Les Marocains résidant à l’étranger (MRE) contribuent fortement à l’économie marocaine à travers les transferts de fonds qui vont crescendo ces dernières années. Ces flux sont passés de 22,96 milliards de dirhams en 2000 à 93,67 milliards en 2021.
Près de 3 millions de sujets de Sa Majesté vivent à l’étranger. La période estivale coïncide avec le retour massif d’une grande partie d’entre eux. Jusqu’au 13 juillet courant, ils ont été 551.742 à poser le pied de ce côté-ci de la frontière. Et ce n’est que le début. L’année dernière, ils ont été plus de 1,6 millions.

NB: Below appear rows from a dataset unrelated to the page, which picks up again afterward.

PR #8206, opened 2026-06-16
fix: scope board-UI 404 storm — downgrade expected client 404s + negative-cache mention prefetch (server + UI)

simberthon:
## Thinking Path

> - The server uses a `pino-http` request logger that writes to `server.log`; the board UI drives a steady stream of HTTP requests
> - Two browser request patterns produce a large volume of *expected* `404`s — mention-hovercard prefetch of issue keys that no longer resolve, and live-run log polling before a run has emitted any log
> - Logged at `warn`, these expected 404s dominate the log and bury genuine 404s, hurting observability; the prefetch/poll requests are also avoidable traffic
> - This PR downgrades only those two exact 404 shapes to `debug` (everything else stays `warn`) and stops the UI from generating the avoidable requests at the source
> - The benefit is dramatically quieter logs with real errors still visible, plus less redundant request volume

No upstream GitHub issue exists; describing the bug inline per the bug issue template:

**What happened**

On every request the file logger writes, expected board-UI 404s are recorded at `warn`. Two request patterns dominate the noise:
- `GET /api/issues/<KEY>` — the board prefetches a hovercard for every issue-key-like token in issue bodies, including deleted / cross-instance keys that always 404.
- `GET /api/heartbeat-runs/<ID>/log` — the live-runs view polls for a run's log before it exists.

Together these make up a large share of recent `server.log` lines, drowning out genuine 404s and generating avoidable request traffic.

**Expected behavior**

Expected, benign client 404s should not flood the `warn` log, and the UI should not keep re-issuing requests it already knows will 404. Genuine 404s (real routes, sub-paths, non-GET, UUID lookups) must still be logged at `warn`.

**Steps to reproduce**

1. Open the board UI against an instance whose issue bodies contain issue-key-like tokens that no longer resolve (deleted or cross-instance keys).
2. Tail `server.log` and watch the request logger: observe repeated `warn` entries for `GET /api/issues/<KEY>` 404s and `GET /api/heartbeat-runs/<ID>/log` 404s.
3. Note how the expected/benign 404s dominate the log volume relative to genuine errors.

**Deployment mode**

Self-hosted, file-logging (`pino-http` writing to `server.log`).

## What Changed

- **server:** Added `isExpectedClient404()` (`server/src/middleware/http-log-policy.ts`) — GET-only, 404-only, matching exactly `/api/issues/<KEY>` and `/api/heartbeat-runs/<ID>/log`. Wired into the `pino-http` `customLogLevel` so only those two shapes drop to `debug`; every other 404 (real routes, sub-paths, non-GET, UUID lookups) stays at `warn`.
- **ui:** Per-session negative cache for mention prefetch (`ui/src/lib/issueDetailCache.ts`) — record keys that 404, skip re-prefetching them, clear on a later success.
- **ui:** Stop polling a run's `/log` once it has 404'd (`ui/src/components/transcript/useLiveRunTranscripts.ts`); resume automatically once byte counts show the log exists.

## Verification

- `npx vitest run server/src/middleware/http-log-policy.test.ts ui/src/lib/issueDetailCache.test.ts ui/src/components/transcript/useLiveRunTranscripts.test.tsx` → 21 tests pass.
- `http-log-policy.test.ts` asserts the bounding precisely: only the two GET 404 shapes downgrade; real routes, sub-paths, non-GET, and UUID 404s all remain `warn`.
- `tsc --noEmit` clean in `server/`.

## Risks

Low risk. The only logging behavior change is narrowing two specific expected 404 shapes from `warn` to `debug`; all other observability is unchanged. The UI changes are scoped to a per-session in-memory cache and poll suppression, both self-correcting (cleared/resumed on success). No schema, API, or config changes.

## Model Used

Claude (Anthropic), Opus 4.x family — used for the implementation, tests, and this PR description. Commit trailers attribute `Co-Authored-By: Paperclip <noreply@paperclip.ing>` per project convention.

## Checklist

- [x] I have searched the open PR list for similar PRs; none currently open address the board-UI 404 storm.
- [x] I have included a thinking path that traces from project context to this change.
- [x] I have specified the model used.

### DIFF
--- a/server/src/middleware/http-log-policy.test.ts
+++ b/server/src/middleware/http-log-policy.test.ts
@@ -1,0 +1,39 @@
+import { describe, expect, it } from "vitest";
+import { isExpectedClient404 } from "./http-log-policy.js";
+
+describe("isExpectedClient404", () => {
+  it("matches issue-mention prefetch 404s (with and without the /api prefix)", () => {
+    expect(isExpectedClient404("GET", "/api/issues/FR-005", 404)).toBe(true);
+    expect(isExpectedClient404("GET", "/issues/BPS-39", 404)).toBe(true);
+    expect(isExpectedClient404("GET", "/api/issues/BACKUPS-2026", 404)).toBe(true);
+  });
+
+  it("matches heartbeat-log poll 404s and strips the query string", () => {
+    expect(isExpectedClient404("GET", "/api/heartbeat-runs/ca5d23fc-c15b/log", 404)).toBe(true);
+    expect(
+      isExpectedClient404("GET", "/api/heartbeat-runs/ca5d23fc-c15b/log?offset=0&limitBytes=256000", 404),
+    ).toBe(true);
+  });
+
+  it("leaves every other 404 at warn (returns false)", () => {
+    // real sub-path, not the bare mention/log shape
+    expect(isExpectedClient404("GET", "/api/issues/FR-005/comments", 404)).toBe(false);
+    expect(isExpectedClient404("GET", "/api/heartbeat-runs/ca5d23fc-c15b", 404)).toBe(false);
+    // not a KEY-NUMBER mention shape
+    expect(isExpectedClient404("GET", "/api/issues/lowercase", 404)).toBe(false);
+    // unrelated route
+    expect(isExpectedClient404("GET", "/api/companies/abc/issues", 404)).toBe(false);
+  });
+
+  it("only downgrades GET 404s — other methods and statuses stay at warn", () => {
+    expect(isExpectedClient404("POST", "/api/issues/FR-005", 404)).toBe(false);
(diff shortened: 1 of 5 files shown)


techwizard-live (changes requested):
Blocking on the issue-detail negative cache scope. The server-side downgrade is narrow and the live-run polling suppression is reasonable, but `known404IssueRefs` is keyed only by `issueRef`. Paperclip issue identifiers are company-scoped, so after a user sees `ABC-1` 404 in company A, switching to company B can suppress a valid `ABC-1` prefetch for the rest of the session. Please scope the negative-cache key by company context (or otherwise prove refs are globally unique in this call path), update `isKnown404IssueRef`/prefetch/fetch callers accordingly, and add a regression that a 404 in one company does not suppress the same ref in another company.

Ils ne font pas que nous rendre visite. Ils renflouent les caisses, ô combien vides, de l’état. Et c’est une grosse affaire de sous. En 2003, ils ont rapporté avec eux 36,8 milliards de dirhams (3,3 milliards d’euros). Excusez du peu. Mais est-ce que le Maroc les remercie convenablement pour cette "modeste" contribution ? Est-ce qu’il fait ce qu’il faut pour les encourager à revenir l’année prochaine ? Ce n’est pas si sûr. C’est du moins ce que laisse penser toute discussion entamée avec un MRE et les nombreuses pétitions et lettres ouvertes adressées au roi. Il suffit également de surfer sur le net à travers les forums de discussion qui leur sont consacrés (ex : yabiladi.com, bladi.net) pour prendre la mesure de leur mécontentement. Ils sont de plus en plus nombreux à critiquer l’action du gouvernement à leur égard. "Nous avons l’impression d’être des vaches à lait qui sont invitées à vous alimenter en devises" soutient Fayçal, jeune Marocain installé en Espagne, précisant au passage que "la politique adoptée se limite à nous faciliter la traversée, en nous offrant des bouteilles d’eau minérale...".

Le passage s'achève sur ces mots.